Euler’s scheme may encounter problems…Let’s examine the example reproduced from FIG 5.1 of Neal with $$H(q,p)=q^{2}/2+p^{2}/2$$ whose trajectories are circles. (The initial state is $$q=0,p=1$$. $$L=20$$ steps)

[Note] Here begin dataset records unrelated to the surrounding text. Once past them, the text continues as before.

PR #765, opened 2022-08-24
importer: update Safari rules

ntarocco:


cds_ils/importer/providers/cds/helpers/parsers.py
```diff
@@ -208,13 +208,19 @@ def _clean(value_to_clean):
...
-        cleaned_values = []
-        for v in to_clean:
-            cleaned_values.append(_clean(v))
-        return cleaned_values
-    elif not multiple_values and type(to_clean) is tuple:
+    is_tuple = type(to_clean) is tuple
+    if is_tuple and not multiple_values:
         raise UnexpectedValue(subfield=subfield)
+
+    if multiple_values:
```
ntarocco, line 215: changed the return value to be always a `list`, and changed all usage of this func.

cds_ils/importer/eitems/importer.py
```diff
@@ -73,15 +79,19 @@ def _set_record_import_source(self, record_dict):
...
+        PROVIDERS = current_app.config["CDS_ILS_IMPORTER_PROVIDERS"]
+
+        eitem_provider = self._get_record_import_provider(eitem)
+        if eitem_provider:
+            provider_definition = PROVIDERS.get(eitem_provider, {})
+            eitem_priority = provider_definition.get(
+                "priority", PRIORITY_FOR_UNKNOWN
+            )
+        else:
+            eitem_priority = PRIORITY_FOR_UNKNOWN
```
kpsherva, line 94:
```suggestion
       eitem_priority = PRIORITY_FOR_UNKNOWN
       
       provider_definition = PROVIDERS.get(eitem_provider, {})
       eitem_priority = provider_definition.get(
          "priority", PRIORITY_FOR_UNKNOWN
      )
```

cds_ils/importer/eitems/importer.py
```diff
@@ -168,9 +178,9 @@ def _should_import_eitem_by_priority(self, matched_document):
 
         comparison_list = []
         for eitem in existing_eitems:
-            is_imported_or_created = self._is_imported(
-                eitem
-            ) or self._is_manually_created(eitem)
+            is_imported_or_created = self._is_imported(eitem) \
```
kpsherva, line 181: I think we can completely remove this check, since we have always imported, created manually or migrated, unless you want to leave it for "undefined" cases (which should not happen by the way, I think created_by fields were required)

cds_ils/importer/eitems/importer.py
```diff
@@ -371,9 +381,9 @@ def preview_import(self, matched_document):
                 )
                 for hit in document_eitems:
                     eitem = eitem_cls.get_record_by_pid(hit.pid)
-                    is_imported_or_created = self._is_imported(
-                        eitem
-                    ) or self._is_manually_created(eitem)
+                    is_imported_or_created = self._is_imported(eitem) \
+                        or self._is_manually_created(eitem) \
+                        or self._is_migrated(eitem)
```
kpsherva, line 386: same here

cds_ils/importer/providers/safari/rules/document.py
```diff
@@ -38,17 +38,17 @@ def agency_code(self, key, value):
     return value
 
 
-@model.over("authors", "(^1001)|(^7001)")
+@model.over("authors", "(^1001)|(^1000)|(^7001)")
```
kpsherva, line 41:
```suggestion
@model.over("authors", "(^100)|(^7001)")
```
will cover all the variations of ind1 for key starting with 100

cds_ils/importer/eitems/importer.py
ntarocco: Keep it for extra safety? :)

cds_ils/importer/eitems/importer.py
ntarocco: OK fixed, I was not super happy to potentially search in `PROVIDERS` for a `None` or empty value, but I am ok with that.

cds_ils/importer/providers/safari/rules/document.py
ntarocco: What if there is a `1002`? Anyway, fixed it.

kpsherva: it is the same field still, I think safari started to use the indicators internally for something, however the field is still author, which is what we want to cover

PR #791, opened 2022-11-10
importer: fix normalized title to ignore only last 'series'

ntarocco:


cds_ils/importer/series/importer.py
```diff
@@ -103,7 +104,13 @@ def _update_field_identifiers(self, matched_series, json_series):
     @staticmethod
     def _normalize_title(title):
         """Return a normalized title."""
-        return title.lower().replace(" series", "").replace(" Series", "").strip()
+        t = title.lower()
+        # remove `series` only at the end of the title
+        # `International Series of Numerical Mathematics series`
```
kpsherva, line 109: does it make sense adding this case to the tests?

ntarocco: I did add it to the tests. What do you mean exactly?

PR #797, opened 2023-01-05
importer: add default language for safari

ntarocco:


cds_ils/importer/providers/safari/safari.py
```diff
@@ -31,7 +31,10 @@ def do(
     ):
         """Overwrite the do method."""
         init_fields = deepcopy(self._default_fields)
-        return super().do(blob, ignore_missing, exception_handlers, init_fields)
+        mapped = super().do(blob, ignore_missing, exception_handlers, init_fields)
+        # ensure language as a default value, when not define in the Safari input
+        mapped.setdefault("languages", ["ENG"])
```
kpsherva, line 36: why not to add it in the default fields ? (line 23)
I find it a bit strange to manipulate the dictionary here, after all the transformations are done

ntarocco: Eh eh :) I have added there as first solution, but the issue is that the decorator [@for_each_value](https://github.com/CERNDocumentServer/cds-ils/blob/master/cds_ils/importer/providers/safari/rules/document.py#L177), will keep what is there and append.
What happens is that, then, the `ENG` will always be there, and then the languages parsed in the Safari input will be appended.

I am obliged to `setdefault` **after** the transformation. 
If you prefer, I can move ALL default fields after... not sure if I break anything.

kpsherva: it will break if you move them after, because if I remember correctly, they will overwrite the output from tranformation rules.
assigning the default value inside the rule: https://github.com/CERNDocumentServer/cds-ils/blob/master/cds_ils/importer/providers/safari/rules/document.py#L179 would be an option too, I would say it would be easier to find where the value is assigned, otherwise it can stay like this

kpsherva (approved):

PR #617, opened 2019-05-23
pump: getSafeGCTSOForDrainers should be usable after Close

suzaku:

When we call `Close` on the server, it first calls `cancel`
to stop all related background jobs. If we reuse `s.ctx` in
`getSafeGCTSOForDrainers` after `Close`, nothing useful can be done.

Make `ctx` a parameter, so that when calling `getSafeGCTSOForDrainers`
after `Close` we can pass in a different context.

### Check List 

Tests 

 - Integration test

Code changes

Side effects

Related changes

### DIFF
--- a/pump/server.go
+++ b/pump/server.go
@@ -500,7 +500,7 @@ func (s *Server) gcBinlogFile() {
 				continue
 			}
 
-			safeTSO, err := s.getSafeGCTSOForDrainers()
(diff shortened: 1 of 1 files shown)


july2993:
LGTM

suzaku:
集成测试失败原因，跑 kafka case 时 TiKV server timeout

WangXiangUSTC:
LGTM

PR #621, opened 2019-05-27
reparo: refine integration test

WangXiangUSTC:
reparo's integration test is too simple, should refine it

1. use daily test in reparo's integration test
2. find a bug, after exec DDL, loader will refresh table info, but the DDL.Database and DDL.Table is empty, and the DML will execute failed because use old table info.

### Check List 

Tests 
 - Integration test

Related changes

### DIFF
--- a/pkg/loader/load.go
+++ b/pkg/loader/load.go
@@ -493,7 +493,7 @@ func newBatchManager(s *loaderImpl) *batchManager {
 		fDDLSuccessCallback: func(txn *Txn) {
 			s.markSuccess(txn)
 			if _, err := s.refreshTableInfo(txn.DDL.Database, txn.DDL.Table); err != nil {
-				log.Errorf("refresh table info failed, %v", err)
+				log.Error("refresh table info failed", zap.Error(err))
 			}
 		},
 	}
--- a/pkg/loader/load.go
+++ b/pkg/loader/load.go
@@ -545,6 +545,10 @@ func (b *batchManager) put(txn *Txn) error {
 	// we always executor the previous dmls when we meet ddl,
 	// and executor ddl one by one.
 	if txn.isDDL() {
+		if len(txn.DDL.Database) == 0 {
+			return errors.Errorf("get DDL Txn with empty database, ddl: %s", txn.DDL.SQL)
+		}
+
 		if err := b.execAccumulatedDMLs(); err != nil {
 			return errors.Trace(err)
 		}
--- a/pkg/loader/load.go
+++ b/pkg/loader/load.go
@@ -206,6 +206,8 @@ func (s *loaderImpl) Close() {
 var utilGetTableInfo = getTableInfo
 
 func (s *loaderImpl) refreshTableInfo(schema string, table string) (info *tableInfo, err error) {
+	log.Info("refresh table info", zap.String("schema", schema), zap.String("table", table))
+
 	if len(schema) == 0 {
 		return nil, errors.New("schema is empty")
 	}
--- a/pkg/loader/load.go
+++ b/pkg/loader/load.go
@@ -495,7 +495,7 @@ func newBatchManager(s *loaderImpl) *batchManager {
 		fDDLSuccessCallback: func(txn *Txn) {
 			s.markSuccess(txn)
 			if _, err := s.refreshTableInfo(txn.DDL.Database, txn.DDL.Table); err != nil {
-				log.Error("refresh table info failed", zap.Error(err))
+				log.Error("refresh table info failed", zap.String("database", txn.DDL.Database), zap.String("table", txn.DDL.Table), zap.Error(err))
 			}
 		},
 	}
--- a/pkg/loader/load.go
+++ b/pkg/loader/load.go
@@ -206,6 +206,14 @@ func (s *loaderImpl) Close() {
 var utilGetTableInfo = getTableInfo
 
 func (s *loaderImpl) refreshTableInfo(schema string, table string) (info *tableInfo, err error) {
+	if len(schema) == 0 {
+		return nil, errors.New("schema is empty")
+	}
+
+	if len(table) == 0 {
+		return nil, nil
+	}
+
 	info, err = utilGetTableInfo(s.db, schema, table)
 	if err != nil {
 		return info, errors.Trace(err)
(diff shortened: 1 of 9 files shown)


pkg/loader/load.go
```diff
@@ -206,6 +206,14 @@ func (s *loaderImpl) Close() {
 var utilGetTableInfo = getTableInfo
 
 func (s *loaderImpl) refreshTableInfo(schema string, table string) (info *tableInfo, err error) {
+	if len(schema) == 0 {
```
GregoryIan: why schema would be empty? what's the case?

pkg/loader/load.go
```diff
@@ -484,7 +492,9 @@ func newBatchManager(s *loaderImpl) *batchManager {
 		fExecDDL:             s.execDDL,
 		fDDLSuccessCallback: func(txn *Txn) {
 			s.markSuccess(txn)
```
GregoryIan: mark success but fail to refresh, does it have any effect？

GregoryIan:
What is its relationship with #613 ?

reparo/syncer/translate.go
```diff
@@ -29,6 +32,10 @@ func pbBinlogToTxn(binlog *pb.Binlog) (txn *loader.Txn, err error) {
 		txn.DDL = new(loader.DDL)
 		// for table DDL, pb.Binlog.DdlQuery will be "use <db>; create..."
 		txn.DDL.SQL = string(binlog.DdlQuery)
+		txn.DDL.Database, txn.DDL.Table, err = parserSchemaTableFromDDL(txn.DDL.SQL)
```
GregoryIan: I think we should check `txn.DDL.Database` and `txn.DDL.Table` here

GregoryIan:
it's really a simple and sick bug 🤢

reparo/syncer/translate.go
```diff
@@ -137,3 +144,63 @@ func genColsAndArgs(row [][]byte) (cols []string, args []interface{}, err error)
 
 	return
 }
+
+// parserSchemaTableFromDDL parse ddl query to get schema and table
```
suzaku:
```suggestion
// parserSchemaTableFromDDL parses ddl query to get schema and table
```

reparo/syncer/translate.go
```diff
@@ -137,3 +144,63 @@ func genColsAndArgs(row [][]byte) (cols []string, args []interface{}, err error)
...
+// ddl like use test; create table ....
```
suzaku:
```suggestion
// ddl like `use test; create table`
```

reparo/syncer/translate.go
```diff
@@ -137,3 +144,63 @@ func genColsAndArgs(row [][]byte) (cols []string, args []interface{}, err error)
...
+func parserSchemaTableFromDDL(ddlQuery string) (schema, table string, err error) {
+	stmts, _, err := parser.New().Parse(ddlQuery, "", "")
+	if err != nil {
+		return "", "", err
+	}
+
+	for _, stmt := range stmts {
```
suzaku: Is it possible that `stmts` contains more than 2 statements and involves more than 1 table?

WangXiangUSTC: should not have this situation

pkg/loader/load.go
WangXiangUSTC: user may forget set the DDL.Database

reparo/syncer/translate.go
WangXiangUSTC: done

pkg/loader/load.go
WangXiangUSTC: mark success used for save checkpoint, if refreshTableInfo failed, only influence the dmls after this ddl.  I think it's ok to markSuccess here.

suzaku: It sent the transaction to the channel returned by `Successes()`, which is used in `Syncer.handleSuccess` and is mainly used to parse for timestamp and be saved as checkpoints.
Since at this point the DDL is already synced to the downstream database and `refreshTableInfo` only affect in memory status of drainer, it should be OK.

reparo/syncer/translate.go
```diff
@@ -137,3 +147,63 @@ func genColsAndArgs(row [][]byte) (cols []string, args []interface{}, err error)
...
+			if len(node.Table.Schema.O) != 0 {
+				schema = node.Table.Schema.O
+			}
+			table = node.Table.Name.O
+		case *ast.AlterTableStmt:
+			if len(node.Table.Schema.O) != 0 {
+				schema = node.Table.Schema.O
+			}
+			table = node.Table.Name.O
+		case *ast.DropTableStmt:
```
suzaku: It seems that the parsings of operations that only involve 1 table are identical, maybe we can merge them into 1 case to simplify this function?

WangXiangUSTC: can't merge them, because the stmt interface don't have `Table`, or can you provide some example code?

suzaku: Like this?

```go
		case *ast.DropIndexStmt, *ast.AlterTableStmt:
			if len(node.Table.Schema.O) != 0 {
				schema = node.Table.Schema.O
			}
			table = node.Table.Name.O
```

WangXiangUSTC: can't do this, the interface don't have Table, will get error `type ast.StmtNode has no field or method Table`

reparo/syncer/translate.go
GregoryIan: should we check this case and return error?

reparo/syncer/translate.go
suzaku: I see, typical Go ...

reparo/syncer/translate.go
suzaku: IMHO it would be safer if we check to make sure it doesn't involve more than 1 table.

pkg/loader/load.go
```diff
@@ -484,7 +494,9 @@ func newBatchManager(s *loaderImpl) *batchManager {
...
-			s.refreshTableInfo(txn.DDL.Database, txn.DDL.Table)
+			if _, err := s.refreshTableInfo(txn.DDL.Database, txn.DDL.Table); err != nil {
+				log.Error("refresh table info failed", zap.Error(err))
```
july2993: add info about `txn.DDL.Database` `txn.DDL.Table`?

WangXiangUSTC:
@suzaku forget set DDL.Database and DDL.Table, after exectue ddl, loader need refresh table info by query mysql/tidb, but if  DDL.Database and DDL.Table is empty, can not get the new table info. so the dmls will use the old schema, and execute failed

reparo/syncer/translate.go
WangXiangUSTC: only `drop table` and `rename table` may involve more than one table, but this seems is not a serious problem now, will fix it later

WangXiangUSTC:
will add other test later @july2993

pkg/loader/load.go
WangXiangUSTC: done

Eulerstep = function(epsilon, L, current_q, current_p) {
Q <- current_q
P <- current_p
for (i in 1:L) {
q = current_q + 1 * current_p * epsilon
p = current_p - 1 * epsilon * current_q
current_p = p
current_q = q
Q = c(Q, q)
P = c(P, p)
}
return(list(P = P, Q = Q))
}
angle = seq(0, 2 * pi, length.out = 1000)
plot(cos(angle), sin(angle), lwd = 4, type = 'l', lty = 3, las = 1,
xlab = "position q",ylab = "position q", xlim = c(-2, 2), ylim = c(-2, 2))
xy = Eulerstep(epsilon = 0.3, L = 20, current_q = 0, current_p = 1)
lines(xy$Q, xy$P, type = "b", pch = 19, col = 'red') 

## Euler’s modified discretisation

There are ways to improve the discretisation, for instance Euler’s shear transformation works as follows:

\begin{align*} q(t+\delta) & \approx q(t)+\delta\times M^{-1}p(\mathbf{t})\\ p(t+\delta) & \approx p(t)-\delta\times\frac{\partial U}{\partial q}(q(\mathbf{t+\delta})) \end{align*}
EulerModifstep = function(epsilon, L, current_q, current_p){
Q = current_q
P = current_p
for (i in 1:L) {
current_q = current_q + 1 * current_p * epsilon
current_p = current_p - 1 * epsilon * current_q
Q = c(Q, current_q)
P = c(P, current_p)
}
return(list(P = P, Q = Q))
}
plot(cos(angle), sin(angle), lwd = 4, type = 'l', lty = 3, las = 1,
xlab = "position q", ylab = "position q", xlim = c(-2, 2), ylim = c(-2, 2))
xymod = EulerModifstep(epsilon = 0.3, L = 20, current_q = 0, current_p = 1)
lines(xymod$Q, xymod$P, col = 'blue', type = "b", pch = 19)